Among teachers, extra credit work has its supporters and its critics, and there are a large number of "undecideds" as well. (Sounds like a political poll!) The range of viewpoints is understandable because the whats, when, whys and hows of extra-credit assignments really matter. Many instructors can't determine whether extra credit is a benefit or a liability, whether it is a point of contention or a headache. In other words, often it is a controversial practice.

When considering extra credit, think about these questions.

1) Does extra credit urge the students to spend less effort on their main assignments?

2) Are extra credit assignments meaningful or mere busy work?

3) Will extra credit encourage student behaviors that will not serve them well in the real world?

4) Should extra credit opportunities be extended to every student or be offered only to certain students on a case-by-case basis?

5) Can extra credit work contribute to grade inflation?

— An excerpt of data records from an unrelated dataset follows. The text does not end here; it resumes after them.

PR #342, opened 2017-02-22
Add additional EBS volumes to worker nodes.

jollinshead:
This adds a new feature that allows additional EBS volumes to be deployed and mounted on all specified worker nodes.
The template in cluster.yaml follows:
```yaml
volumeMounts:
- type: "gp2"
  iops: 0
  size: 30
  device: "/dev/xvdf"
  path: "/ebs"
```
Allowing the configuration of various parameters (which are validated).

Systemd .mount and .service resources are used to format the disks and mount them during runtime.

NOTE: The decision to not reformat the RootVolume struct (and create a new "VolumeMount" struct) was made to avoid issues regarding the naming convention of "rootVolumeSize", "rootVolumeType" ... etc. already implemented in the cluster .yaml.

Why have this feature?
The need for additional volumes arose when we realized we didn't want a situation where the root volume would reach it's maximum capacity.

### DIFF
--- a/core/controlplane/config/templates/cluster.yaml
+++ b/core/controlplane/config/templates/cluster.yaml
@@ -174,8 +174,19 @@ worker:
 #          # Must be within the range between 100 and 2000
 #          # Defaults to worker.spotFleet.unitRootVolumeIOPS * weightedCapacity if omitted
 #          #rootVolumeIOPS:
+#
 #        - weightedCapacity: 2
 #          instanceType: c4.xlarge
+#
+#    #  # Additional EBS volumes mounted on the worker
+#    #  # No additional EBS volume by default. All parameter values do not default - they must be explicitly defined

Teaching on the college level, I find that particular instructors never offer extra credit under any circumstances. (That’s me!) Others embrace it as a way to help students learn the course material or improve an unacceptable test score. A small minority, if pushed, will confess they only offer it when students wear them down until they finally give in to it. Most instructors understand that if there are too many opportunities for extra credit, it could possibly outweigh the required course assignments to the point where a student could pass the class without meeting all the standards. (YIKES!!)

I have always been anti-extra credit, the central reason being that it can inflate grades and allow students to receive grades that truly do not reflect their abilities or understanding of a subject. (Remember, I teach math.)  This is the way I view it.
  • Extra credit reinforces students’ beliefs that they don’t need to work hard because whatever they miss or choose not to do, they can make up with extra credit. 
  • Often, students who ask for extra credit tend to be those who aren’t succeeding or those who hope they won’t have to work hard because some easy extra credit opportunities will be available to them. 
  • It is an unintended chance to make up for low scores on earlier exams or missed assignments. (I would NEVER create extra credit assignments at the end of a grading period for students who needed a boost in their grades.) 
  • Time spent on extra credit means less time spent on regular assignments. 
  • Extra credit (especially if it is easy) lowers academic standards for everyone in the class. 
  • It is basically unfair to students who work hard and get it done the first time or turned in when it is due. 
  • Extra credit means more work for me in that it has to be graded! 
So after all of my rambling about extra credit work, my question to you is:

"What are your thoughts (pros and cons) about extra credit?" 
Leave a comment to participate in the discussion.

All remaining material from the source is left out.